■ **To do**
Pick the lines holding the string "when" out of the records and copy them.

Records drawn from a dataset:
PR #1511, opened 2021-07-12
Present `beta` tooltip for categorization values

ebeahan:
### Summary

Allow for a `beta` attribute to be defined on an ECS categorization allowed value and that `beta` attribute's value to be passed into the ECS docs as a `beta` tooltip.

This expands the `beta` label supported initially added in #1051.

### Description

An allowed value defined underneath one of the ECS categorization fields will now support the `beta` attribute.

It's defined on the desired value:

```yaml
        - name: example
          description: >
            an example description
          beta: Use of this allowed value is currently beta
```

Will render as part of the allowed values description in the docs:

Screen Shot 2021-07-12 at 5 00 15 PM

And will act as a tooltip displaying a `beta` notice when moused over:

Screen Shot 2021-07-12 at 5 02 11 PM


kgeller (approved):
This is awesome! LGTM

PR #1512, opened 2021-07-13
[RFC] Host and Hostname fields - Stage 0

hadadata59:
- Have you followed the [contributor guidelines](https://github.com/elastic/ecs/blob/master/CONTRIBUTING.md)? yes
- For proposing substantial changes or additions to the schema, have you reviewed the [RFC process](https://github.com/elastic/ecs/blob/master/rfcs/README.md)? yes

### DIFF
--- a/rfcs/text/0000-host-and-hostname-fields.md
+++ b/rfcs/text/0000-host-and-hostname-fields.md
@@ -104,7 +104,7 @@ e.g.:
 
 <!-- An RFC should link to the PRs for each of it stage advancements. -->
 
-* Stage 0: https://github.com/elastic/ecs/pull/NNN
+* Stage 0: https://github.com/elastic/ecs/pull/1512
 
 <!--
 * Stage 1: https://github.com/elastic/ecs/pull/NNN


rfcs/text/0000/agent.yml
```diff
@@ -0,0 +1,7 @@
+- name: agent
+  fields:
+    - name: hostname
```
ebeahan, line 3: The `agent.*` fields are meant to describe the software entity collecting events on a host or observer. As a software entity, the `agent.hostname` field has been left out intentionally since the hostname is instead an attribute of a `host.*` or an `observer.*`.

rfcs/text/0000/destination.yml
```diff
@@ -0,0 +1,7 @@
+- name: destination
+  fields:
+    - name: hostname
```
ebeahan, line 3: With the `source`/`destination`/`client`/`server` field sets, the address value should populate the `.address` field and be duplicated to the appropriate field based on the value:`.ip` for IP addresses, `.domain` for FQDNs or hostnames.

I believe the `.domain` field serves the same function you're proposing here. Or do you have different motivations for proposing this addition?

rfcs/text/0000/host.yml
```diff
@@ -0,0 +1,25 @@
+- name: host
+  fields:
+    - name: model
```
ebeahan, line 3: Capturing these types of inventory attributes has come up in past ECS discussions. One pitfall to avoid would be limiting them to certain field sets that wouldn't allow them to describe a broader range of assets someone might have in their inventory or CMDB.

Examples could be power supplies, generators, or server racks. These items would still have `model`, `manufacturer`, or `serial_number` attributes to capture but wouldn't necessarily still be considered hosts in the ECS sense of a host.

In past brainstorming, the idea of creating an `inventory.*` or `asset.*` field set has been suggested, but I think that idea would best be discussed as its own RFC.

rfcs/text/0000-host-and-hostname-fields.md
```diff
@@ -0,0 +1,112 @@
...
+
+## References
+
+<!-- Insert any links appropriate to this RFC in this section. -->
+
+### RFC Pull Requests
+
+<!-- An RFC should link to the PRs for each of it stage advancements. -->
+
+* Stage 0: https://github.com/elastic/ecs/pull/NNN
```
ebeahan, line 107:
```suggestion
* Stage 0: https://github.com/elastic/ecs/pull/1512
```

rfcs/text/0000-host-and-hostname-fields.md
```diff
@@ -0,0 +1,112 @@
...
+<!--
+As you work on your RFC, use the "Stage N" comments to guide you in what you should focus on, for the stage you're targeting.
+Feel free to remove these comments as you go along.
+-->
+
+<!--
+Stage 0: Provide a high level summary of the premise of these changes. Briefly describe the nature, purpose, and impact of the changes. ~2-5 sentences.
+-->
+
+Include host information (serial number, manufacturer, and model), bring hostname across other applicable fieldsets.
```
ebeahan, line 16: This summary is sparse.

Can you describe the motivation, purpose, and/or impact of these proposed changes a bit more?

ebeahan (commented):
Thanks for submitting this stage 0 RFC, @hadadata59!

I left some initial feedback.

rfcs/text/0000/agent.yml
hadadata59: We have seen evidence of records (observer.*) which report on a host (host.*) and regarding the agent (agent.*) where the hostnames of each (observer, host, and agent) are unique.

rfcs/text/0000/destination.yml
hadadata59: Using the example of _somehost.example.com_ as a fully qualified domain name: 
where some _somehost_ is the hostname 
and _example.com_ is the domain name
See https://docs.microsoft.com/en-us/windows/win32/dns/naming-conventions
There is general confusion when the FQDN can be both .domain as well as host.name.  
The point here is to isolate the hostname (I.E. _somehost_), as well as the domain (._domain_) for a more accurate and reliable representation of the data and for ease of user search.

rfcs/text/0000/host.yml
hadadata59: I am not sure I understand the distinction you're trying to make here.  We have other lower level objects that are disimmilar (.name).  Not sure why using a .model for host would preclude using a .model with a different description for another object would be problematic?  The inventory. or asset. concept is still talking about an entity (a host), so it would be nice for context but it would also make my search problematic (E.G. if I needed to see a SW inventory on a host).  In that case the fact that the scan came from tenable or my EDR host module would be the indicator that it was a point in time inventory vice an event with an associated host.

rfcs/text/0000-host-and-hostname-fields.md
hadadata59: These fields represent fields not currently represented in the ECS standard that we see in our data sources Tenable SC, Tanium, etc.) that we believe are important enough to create an ECS field to capture for our ELK Siem users.

rfcs/text/0000-host-and-hostname-fields.md
hadadata59: Got it.  Thank you!

rfcs/text/0000-host-and-hostname-fields.md
hadadata59: These fields represent fields not currently represented in the ECS standard that we see in our data sources Tenable SC, Tanium, etc.) that we believe are important enough to create an ECS field to capture for our ELK Siem users.

ebeahan: Thanks for the context. Can you capture that in the proposal doc?

rfcs/text/0000/agent.yml
ebeahan: Do you have an example you'd be willing to share for this discussion?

■ **Written solution**
And will act as a tooltip displaying a `beta` notice when moused over:
There is general confusion when the FQDN can be both .domain as well as host.name.  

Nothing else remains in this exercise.